Subjectively, I know that I like the handful of songs by The Doors that I'm privy to. I rather like Touch Me; it's upbeat and kind of a departure from all the rest, except maybe Come On Baby Light My Fire... except Touch Me knows to leave the party while it's still welcome (I'll never forget hearing Light My Fire on the radio in grade 11 shop class in the mid-80s, when one of the metalheads finally begged, "Somebody shoot the organist...").

Anyway, I've started reading the poems.

My God. This guy is jaw-dropping. It's as though, 35 years later, his ghostly finger can reach down into me and press little buttons I didn't even know were there. Poetry is always a matter of taste, but wow, does Jim Morrison ever plug into me. Or vice-versa.

From the second volume, there's a poem from a collection called TAPE NOON...


you must confront
__your life
which is sneaking up
__on you
like a rapt coiled


you must confront
________the inevitable
Bloody Bones has got you!

This poem can be interpreted in so many ways. Is it about death? Some unattractive aspect of modern living? For me, it reads very much like a warning to an unborn soul, drafted to be conceived and delivered into life. The snake is phallic, snail-slime a metaphor for semen, and "Bloody Bones" the living body, flesh-wrapped bones, that will imprison the soul. Heaven knows what Jim may have intended, but I'm a deconstructionist... whatever you get out of it, you largely bring to it yourself, and this is what my mind fills this container with.

Listen to this from the very beginning of the first book, a "self-interview", as he characterizes it. This man was in his mid-20s when he wrote this; you'd expect this kind of clarity from a person much older. My parting comment on this score is Jim Morrison's own...

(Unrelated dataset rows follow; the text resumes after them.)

PR #6612, opened 2023-01-16
Fix recent files menu on old KDE in a different way

### LINKED ISSUE #6587: Crash with segmentation fault if kwidgetsaddons 5.101.0 is installed
### Bug Summary

If kwidgetsaddons 5.101.0 (the newest release) is installed, lmms won't launch because of a segmentation fault during preparing ui. If using gdb to skip [this line](https://github.com/LMMS/lmms/blob/17aa7dbef5f4b1dbf8c7c335ef6f2a7759600f21/src/gui/MainWindow.cpp#L107), the segmentation fault won't happen.

It seems that the [related workaround code](https://github.com/LMMS/lmms/blob/17aa7dbef5f4b1dbf8c7c335ef6f2a7759600f21/src/gui/MainWindow.cpp#L81-L95) is outdated and recent updates of kwidgetsaddons break it.

Platform: Arch Linux

DM&WM: sddm+i3wm

#### Steps to reproduce

On Arch Linux, install kwidgetsaddons-5.101 and lmms using pacman, and then launch lmms.

#### Expected behavior

lmms will start normally.

#### Actual behavior

After the splash screen, lmms crashes with a segmentation fault.

#### Affected LMMS versions

Reproduced on v1.2.2 and v1.3.0-alpha.1

#### Logs

Backtrace, though not very helpful:

<details>
<pre>
Thread 1 "lmms" received signal SIGSEGV, Segmentation fault.
0x00007ffff688cadb in QCoreApplicationPrivate::sendThroughApplicationEventFilters (this=this@entry=0x555555956bb0, receiver=receiver@entry=0x5555560acc70, event=event@entry=0x7fffffffd540) at kernel/qcoreapplication.cpp:1172
1172	            if (obj->eventFilter(receiver, event))
(gdb) bt
#0  0x00007ffff688cadb in QCoreApplicationPrivate::sendThroughApplicationEventFilters(QObject*, QEvent*)
    (this=this@entry=0x555555956bb0, receiver=receiver@entry=0x5555560acc70, event=event@entry=0x7fffffffd540) at kernel/qcoreapplication.cpp:1172
#1  0x00007ffff7978b5a in QApplicationPrivate::notify_helper(QObject*, QEvent*) (this=0x555555956bb0, receiver=0x5555560acc70, e=0x7fffffffd540)
    at kernel/qapplication.cpp:3608
#2  0x00007ffff688cf98 in QCoreApplication::notifyInternal2(QObject*, QEvent*) (receiver=0x5555560acc70, event=0x7fffffffd540)
    at kernel/qcoreapplication.cpp:1064
#3  0x00007ffff79a53fa in QWidgetPrivate::setStyle_helper(QStyle*, bool) (this=<optimized out>, newStyle=0x0, propagate=<optimized out>)
    at kernel/qwidget.cpp:2659
#4  0x00007ffff79b0405 in QWidget::setParent(QWidget*, QFlags<Qt::WindowType>) (this=0x5555560acc70, parent=<optimized out>, f=...)
    at kernel/qwidget.cpp:10501
#5  0x00007ffff799d19a in QWidgetPrivate::init(QWidget*, QFlags<Qt::WindowType>) (this=0x555555d41c00, parentWidget=<optimized out>, f=...)
    at kernel/qwidget.cpp:1046
#6  0x0000555555759513 in MainWindow::MainWindow() (this=this@entry=0x555555ce6540) at /usr/include/qt/QtCore/qflags.h:120
#7  0x000055555574ccd9 in GuiApplication::GuiApplication() (this=this@entry=0x555555a499e0)
    at /usr/src/debug/lmms/lmms-1.2.2/src/gui/GuiApplication.cpp:116
#8  0x00005555556482ca in main(int, char**) (argc=<optimized out>, argv=<optimized out>) at /usr/src/debug/lmms/lmms-1.2.2/src/core/main.cpp:759
</pre>
</details>

PhysSong:
Fixes #6587.
This PR reverts #3872 and applies an alternative fix for #3741. In the previous approach, `KAcceleratorManager::setNoAccel` was called with the `MainWindow` instance. This, however, leads to a crash in certain cases as reported by #6587.
KXmlGui library registers a startup function for `QCoreApplication` which may install a `KCheckAccelerators` global event filter, using `KCheckAcceleratorsInitializer`. The event filter is supposed to be installed only if the application directly links to KXmlGui, but it was always installed prior to KXmlGui 5.55.0.

The new approach has two advantages:
- For buggy versions of KXmlGui, it removes the root cause of the issue completely
- For newer KXmlGui versions, it's effectively doing nothing.

As far as know, CentOS 7, Ubuntu 18.04 and Debian 10 ships with buggy versions of the library. Once all of them gets unsupported, we may entirely remove the workaround.

### DIFF
--- a/src/gui/MainApplication.cpp
+++ b/src/gui/MainApplication.cpp
@@ -39,6 +39,19 @@ MainApplication::MainApplication(int& argc, char** argv) :
 	QApplication(argc, argv),
 	m_queuedFile()
 {
+#if !defined(LMMS_BUILD_WIN32) && !defined(LMMS_BUILD_APPLE) && !defined(LMMS_BUILD_HAIKU)
+	// Work around a bug of KXmlGui < 5.55
+	// which breaks the recent files menu
+	// https://bugs.kde.org/show_bug.cgi?id=337491
+	for (auto child : children())
+	{
+		if (child->inherits("KCheckAcceleratorsInitializer"))
+		{
+			delete child;
+		}
+	}
+#endif
+
 #if defined(LMMS_BUILD_WIN32)
 	installNativeEventFilter(this);
 #endif
--- a/src/gui/MainWindow.cpp
+++ b/src/gui/MainWindow.cpp
@@ -33,7 +33,6 @@
 #include <QMenuBar>
 #include <QMessageBox>
 #include <QShortcut>
-#include <QLibrary>
 #include <QSplitter>
 
 #include "AboutDialog.h"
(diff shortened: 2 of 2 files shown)


Iron-Squid:
wheeeeeeeee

Listen, real poetry doesn't say anything, it just ticks off the possibilities. Opens all doors. You can walk through any one that suits you.

...and that's why poetry appeals to me so much — because it's so eternal. As long as there are people, they can remember words and combinations of words. Nothing else can survive a holocaust but poetry and songs. No one can remember an entire novel. No one can describe a film, a piece of sculpture, a painting, but so long as there are human beings, songs and poetry can continue.

If my poetry aims to achieve anything, it's to deliver people from the limited ways in which they see and feel.